7.5. Interpretability of Cross-Domain Recommendation

In recommendation systems, the interpretability of models mainly refers to explaining why the items are recommended to a user, which is of vital significance for practitioners to understand the internal working mechanism of the models and to improve users’ trust in the recommendation results of the models. In the early stage of the development of cross-domain recommendation, neighbor-based methods are highly explainable, the basic idea of which is to recommend to users the items that their neighbors like in other domains. The disadvantage of these methods is that their ideas are too simple and the prediction accuracy is poor. These methods are gradually surpassed and replaced by deep learning-based methods. However, it has become a common fact that deep neural networks are highly noninterpretable, so making interpretable recommendations has become a tricky problem.

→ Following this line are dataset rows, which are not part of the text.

PR #497, opened 2020-02-04
Fix #491: Validate against binary data in non-body container parameters

### LINKED ISSUE #491: Conjure generator accepts invalid query parameter types
## What happened?
Ran the Conjure generator on the following definition, and it succeeded/generated IR without any errors:

```yml
services:
  TestService:
    name: Test Service
    package: api
    endpoints:
      queryParamListBinary:
        http: GET /binaryListQueryVar
        args:
          myQueryParam1:
            type: list<binary>
            param-type: query
```

CLI should report that the definition is invalid/illegal and fail, as, per the [Conjure definition document](https://github.com/palantir/conjure/blob/master/docs/spec/conjure_definitions.md#argumentdefinition), query parameters cannot be binary (or a container of it):

> If the param-type is query then the de-aliased type MUST be an enum or a primitive (except binary and bearertoken), or a container (list, set, optional) of one of these.

carterkozak:
## Before this PR
Query and header parameters using `list<binary>` `set<binary>` and `optional<binary>` types incorrectly passed validation.

## After this PR
==COMMIT_MSG==
Validate against binary data in non-body container parameters.
==COMMIT_MSG==

### DIFF
--- a/conjure-core/src/main/java/com/palantir/conjure/defs/validator/EndpointDefinitionValidator.java
+++ b/conjure-core/src/main/java/com/palantir/conjure/defs/validator/EndpointDefinitionValidator.java
@@ -100,12 +100,10 @@ public enum EndpointDefinitionValidator implements ConjureContextualValidator<En
             definition.getArgs()
                     .stream()
                     .filter(arg -> !arg.getParamType().accept(ParameterTypeVisitor.IS_BODY))
-                    .forEach(arg -> {
-                        Preconditions.checkArgument(
-                                validateType(arg.getType(), dealiasingTypeVisitor),
-                                "Non body parameters cannot be of the 'binary' type: '%s' is not allowed",
-                                arg.getArgName());
-                    });
+                    .forEach(arg -> Preconditions.checkArgument(
+                            validateType(arg.getType(), dealiasingTypeVisitor),
+                            "Non body parameters cannot be of the 'binary' type: '%s' is not allowed",
+                            arg.getArgName()));
         }
 
         private static boolean validateType(Type input, DealiasingTypeVisitor dealiasingTypeVisitor) {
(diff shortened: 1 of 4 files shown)


conjure-core/src/main/java/com/palantir/conjure/defs/validator/EndpointDefinitionValidator.java
```diff
@@ -100,17 +101,32 @@ public void validate(EndpointDefinition definition, DealiasingTypeVisitor dealia
...
+            if (input.accept(TypeVisitor.IS_OPTIONAL)) {
+                return validateType(input.accept(TypeVisitor.OPTIONAL).getItemType(), dealiasingTypeVisitor);
+            }
+            if (input.accept(TypeVisitor.IS_LIST)) {
+                return validateType(input.accept(TypeVisitor.LIST).getItemType(), dealiasingTypeVisitor);
+            }
+            if (input.accept(TypeVisitor.IS_SET)) {
+                return validateType(input.accept(TypeVisitor.SET).getItemType(), dealiasingTypeVisitor);
+            }
+            return !type.accept(TypeVisitor.IS_BINARY) && !type.accept(TypeVisitor.IS_ANY);
```
nmiyake: Not sure if this should be handled in a separate PR, but for query and path parameters, the check should also reject containers that contain `bearertoken`.

conjure-core/src/main/java/com/palantir/conjure/defs/validator/EndpointDefinitionValidator.java
```diff
@@ -100,17 +101,32 @@ public void validate(EndpointDefinition definition, DealiasingTypeVisitor dealia
...
-                        boolean isValid = dealiasingTypeVisitor.dealias(arg.getType())
-                                .fold(
-                                        typeDefinition -> true,
-                                        type -> !type.accept(TypeVisitor.IS_BINARY)
-                                                && !type.accept(TypeVisitor.IS_ANY)
-                                );
                         Preconditions.checkArgument(
-                                isValid, "Non body parameters cannot be of the 'binary' type: '%s' is not allowed",
+                                validateType(arg.getType(), dealiasingTypeVisitor),
+                                "Non body parameters cannot be of the 'binary' type: '%s' is not allowed",
```
nmiyake: "cannot reference the 'binary' type" might be a bit more accurate, since `list<binary>` is technically not the binary type.

nmiyake: Would it also be possible to print the actual type definition in the error message (`list<binary>` etc.)? If so, I think that would make the error message a bit more user-friendly.

carterkozak: Good call. Rendering the human-readable type definition isn't trivial, but I've added the endpoint name and path for easier debugging.

conjure-core/src/main/java/com/palantir/conjure/defs/validator/EndpointDefinitionValidator.java
```diff
@@ -99,17 +100,32 @@ public void validate(EndpointDefinition definition, DealiasingTypeVisitor dealia
...
+
+        private static boolean validateType(Type input, DealiasingTypeVisitor dealiasingTypeVisitor) {
+            Optional<Type> dealiased = dealiasingTypeVisitor.dealias(input)
+                    .fold(typeDefinition -> Optional.empty(), Optional::of);
+            // typeDef isn't binary
+            if (!dealiased.isPresent()) {
+                return true;
+            }
+            Type type = dealiased.get();
+            if (input.accept(TypeVisitor.IS_OPTIONAL)) {
```
iamdanfox: rather than a chain of if statements here, shall we just use a Type.Visitor so that it's guaranteed to be exhaustive?

carterkozak: The visitor creates a lot of duplication with the dealiasing visitor and requires us to handle types that are already disallowed elsewhere (map). I think the current code is easier to follow, but it would be more difficult to find if we added new container types.

iamdanfox: OK fair enough - guess we're not at particular risk from that as no new collection types coming down the pipeline!

carterkozak:
Dozer?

Generally speaking, there are three main ways to improve the interpretability of recommendation models. The first way, which is currently the most commonly used in the field of cross-domain recommendation, is to introduce user review information. Researchers believe that there exist more fine-grained user preference in reviews and reviews lead to ratings. Secondly, attention mechanisms can provide the interpretability of models. By visualizing the weight of the attention mechanisms, it can explicitly indicate which part of the information is more important or which step of an input is more strongly associated with the outputs. However, in cross-domain recommendation, attention mechanisms are currently only used to merge to parts of user representations, rather than being applied in a more valuable way. Thirdly, knowledge graph has been widely combined with deep learning in recent years and is believed to ease the noninterpretable neural networks. Since knowledge graphs can connect items in two domains through some relationships, it is more suitable for the interpretable cross-domain recommendation. However, up to now, no cross-domain recommendation model combining knowledge graph and deep learning has been proposed. To sum up, improving the interpretability of recommendations in cross-domain recommendations is still an open issue worthy of study.

8. Conclusion

In this paper, we provide a comprehensive and systematic investigation on cross-domain recommendation, which is a powerful tool to solve the data sparsity and cold-start problems in traditional recommender systems. We first proposed a two-level taxonomy of cross-domain recommendation scenarios and recommendation tasks for organizing and clustering existing works. Under each research scenario, we systematically sort out and summarize existing research works in terms of methods being used. Moreover, a detailed introduction about frequently used datasets including datasets with multiple domains and datasets with a single domain is provided. Finally, we discuss some promising potential research directions for further research on cross-domain recommendation. We hope that this survey can provide both newcomers and experts of cross-domain recommendation with a comprehensive understanding of the problem definition of this field, clarify existing works clearly, and shed some light on future studies.